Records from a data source
PR #1333, opened 2024-02-13
Fix 'isNFT' flag initialization for assets

nickeskov:
This PR **breaks compatibility** with the previous state version.

### DIFF
--- a/pkg/state/assets.go
+++ b/pkg/state/assets.go
@@ -24,17 +24,19 @@ type assetInfo struct {
 	assetChangeableInfo
 }
 
+// initIsNFTFlag initializes IsNFT flag of assetConstInfo.
+// IsNFT flag must be initialized only once at asset issuing moment by calling this method.
 func (ai *assetInfo) initIsNFTFlag(fs featuresState) error {
 	if !ai.quantity.IsInt64() {
-		ai.isNFT = false
+		ai.IsNFT = false
 		return nil
 	}
-	ap := assetParams{ai.quantity.Int64(), int32(ai.decimals), ai.reissuable}
+	ap := assetParams{ai.quantity.Int64(), int32(ai.Decimals), ai.reissuable}
 	nft, err := isNFT(fs, ap)
 	if err != nil {
 		return err
 	}
-	ai.isNFT = nft
+	ai.IsNFT = nft
 	return nil
 }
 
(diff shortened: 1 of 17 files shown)


pkg/state/assets.go
```diff
@@ -23,70 +24,72 @@ type assetInfo struct {
...
 type assetConstInfo struct {
 	tail                 [proto.AssetIDTailSize]byte
 	issuer               crypto.PublicKey
 	decimals             uint8
 	issueHeight          proto.Height
+	isNFT                bool // isNFT flag must be initialized only once by calling assetInfo.initIsNFTFlag
 	issueSequenceInBlock uint32
 }
 
+type assetConstInfoRecord struct {
```
alexeykiselev, line 55: Why keep both types `assetConstInfo` and `assetConstInfoRecord`? May be remove one? Or convert the old one in CBOR record?

pkg/state/fee_validation.go
```diff
@@ -48,8 +48,8 @@ type feeValidationParams struct {
 }
 
 type assetParams struct {
-	quantity   int64
-	decimals   int32
+	quantity   uint64
```
alexeykiselev, line 51: I think that `int` types were chosen intentionally for better compatibility with Scala implementation.

pkg/state/fee_validation.go
```diff
@@ -95,16 +95,16 @@ func minFeeInUnits(params *feeValidationParams, tx proto.Transaction) (uint64, e
 	fee := baseFee
 	switch txType {
 	case proto.IssueTransaction:
-		var asset assetParams
+		var ap assetParams
 		switch itx := tx.(type) {
 		case *proto.IssueWithSig:
-			asset = assetParams{int64(itx.Quantity), int32(itx.Decimals), itx.Reissuable}
```
alexeykiselev, line 101: May be better to add checks that values fit in `int` types here?

alexeykiselev (changes requested):

alexeykiselev (approved):

nickeskov:
Testnet import on commit [d4a85d0](https://github.com/wavesplatform/gowaves/pull/1333/commits/d4a85d0e6264d064fc98735209aaa94939391523) is ok

alexeykiselev (approved):

PR #1337, opened 2024-02-14
Support block snapshot hash in 'statehash' utility

nickeskov:


cmd/statehash/statehash.go
```diff
@@ -11,6 +11,7 @@ import (
 	"runtime"
 	"strings"
 
+	"github.com/pkg/errors"
```
alexeykiselev, line 14: We are trying to get rid of this unsupported package and planing to remove it completely form entire project and you introduce it here :)

alexeykiselev (changes requested):

cmd/statehash/statehash.go
nickeskov: Fixed

alexeykiselev (approved):

alexeykiselev (approved):

PR #1340, opened 2024-02-15
Generate fix snapshots and apply them at initial snapshot stage

nickeskov:
This PR **breaks compatibility** with the previous state version.

### DIFF
--- a/pkg/state/state.go
+++ b/pkg/state/state.go
@@ -1316,11 +1316,11 @@ func (s *stateManager) doBlockchainFixActionIfNeeded(
 		return nil, err
 	}
 	if cancelLeases {
-		clErr := s.cancelLeases(blockchainHeight, lastBlock) // TODO: should return atomic snapshots
+		fixes, clErr := s.cancelLeases(blockchainHeight, lastBlock)
 		if clErr != nil {
 			return nil, clErr
 		}
-		// TODO: fixSnapshots must be initialized here
+		fixSnapshots = fixes
 	}
 	resetStolenAliases, err := s.needToResetStolenAliases(blockchainHeight)
 	if err != nil {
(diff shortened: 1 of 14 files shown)


nickeskov:
Testnet import on [b1ec5f3](https://github.com/wavesplatform/gowaves/pull/1340/commits/b1ec5f3767a7bf149f3877005485f9cb92f1e4a5) is ok

nickeskov:
Testnet import on [b5c47af](https://github.com/wavesplatform/gowaves/pull/1340/commits/b5c47af630c22f7d96e8da7d1aa63edc75c5591a) is ok

nickeskov:
Mainnet import on [b5c47af](https://github.com/wavesplatform/gowaves/pull/1340/commits/b5c47af630c22f7d96e8da7d1aa63edc75c5591a) is ok

pkg/state/state.go
```diff
@@ -1534,16 +1642,40 @@ func (s *stateManager) addBlocks() (*proto.Block, error) {
...
-		if addErr := s.addNewBlock(block, lastAppliedBlock, chans, blockchainCurHeight, sh); addErr != nil {
+		addErr := s.addNewBlock(block, lastAppliedBlock, chans, blockchainCurHeight, fixSnapshotsToInitialHash, sh)
+		if addErr != nil {
 			return nil, addErr
 		}
+		blockchainCurHeight++ // we've just added a new block, so we have a new height
 
-		if s.needToFinishVotingPeriod(blockchainCurHeight + 1) {
+		if s.needToFinishVotingPeriod(blockchainCurHeight) {
 			// If we need to finish voting period on the next block (h+1) then
```
alexeykiselev, line 1659: I don't get all those hight manipulations. The `blockchainCurHeight + 1` is the hight of current block. So we checking if the voting period ended on previous block (on blockchain height) we set the protobuf activation flag on for the current block and following blocks. Correct? 
But how it was deserialised without errors on line 1606 if this block is a protobuf block and the flag was not set?

alexeykiselev: And the comment is not correct then.

alexeykiselev (approved):

PR #1346, opened 2024-02-22
Transaction version validation restored after activation on feature 22.

alexeykiselev:


pkg/grpc/server/transactions_api.go
```diff
@@ -222,7 +223,12 @@ func (s *Server) Broadcast(ctx context.Context, tx *pb.SignedTransaction) (out *
 	if err != nil {
 		return nil, apiError(err)
 	}
-	t, err = t.Validate(s.scheme)
+	lightNodeActivated, err := s.state.IsActivated(int16(settings.LightNode))
```
nickeskov, line 226: `IsActivated` used `features.newestIsActivated`. Is it correct to use `Newest` methods here?

pkg/node/fsm/fsm_common.go
```diff
@@ -119,7 +120,12 @@ func tryBroadcastTransaction(
 			}
 		}()
 	}
-	if _, err = t.Validate(baseInfo.scheme); err != nil {
+	lightNodeActivated, err := baseInfo.storage.IsActivated(int16(settings.LightNode))
```
nickeskov, line 123: The same as above

pkg/state/appender.go
```diff
@@ -390,7 +390,11 @@ func (a *txAppender) verifyWavesTxSigAndData(tx proto.Transaction, params *appen
...
 		// because they have to be checked in each validateNextTx() anyway.
-		return checkTx(tx, checkTxSig, checkOrder1, checkOrder2, a.settings.AddressSchemeCharacter)
+		vp := proto.TransactionValidationParams{
+			Scheme:       a.settings.AddressSchemeCharacter,
+			CheckVersion: params.lightNodeActivated,
+		}
+		return checkTx(tx, checkTxSig, checkOrder1, checkOrder2, vp)
 	}
 	// Send transaction for validation of transaction's data correctness (using tx.Validate() method)
 	// and simple cryptographic signature verification (using tx.Verify() and PK).
```
nickeskov, line 400: I think the tasks for tx and block verifying should be separated into different structs.
Because the `checkVersion` field initialization is missed below.

pkg/proto/transactions.go
```diff
@@ -201,7 +208,7 @@ type Transaction interface {
 	// Validate checks that all transaction fields are valid.
 	// This includes ranges checks, and sanity checks specific for each transaction type:
 	// for example, negative amounts for transfers.
-	Validate(scheme Scheme) (Transaction, error)
+	Validate(params TransactionValidationParams) (Transaction, error)
```
nickeskov, line 211: On my mind `TransactionValidationParams` **may** be an interface for flexibility.

pkg/proto/transactions.go
```diff
@@ -532,7 +539,7 @@ func NewUnsignedGenesis(recipient WavesAddress, amount, timestamp uint64) *Genes
 }
 
 // Validate checks the validity of transaction parameters and it's signature.
-func (tx *Genesis) Validate(scheme Scheme) (Transaction, error) {
+func (tx *Genesis) Validate(params TransactionValidationParams) (Transaction, error) {
 	if tx.Version < 1 || tx.Version > MaxGenesisTransactionVersion {
```
nickeskov, line 543: I think max version of any transaction should be presented as a constant.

*Work request:* Which lines of the data contain the string "initialized"? Copy each of them.

*Answer to the problem:*
+// IsNFT flag must be initialized only once at asset issuing moment by calling this method.
+	isNFT                bool // isNFT flag must be initialized only once by calling assetInfo.initIsNFTFlag
-		// TODO: fixSnapshots must be initialized here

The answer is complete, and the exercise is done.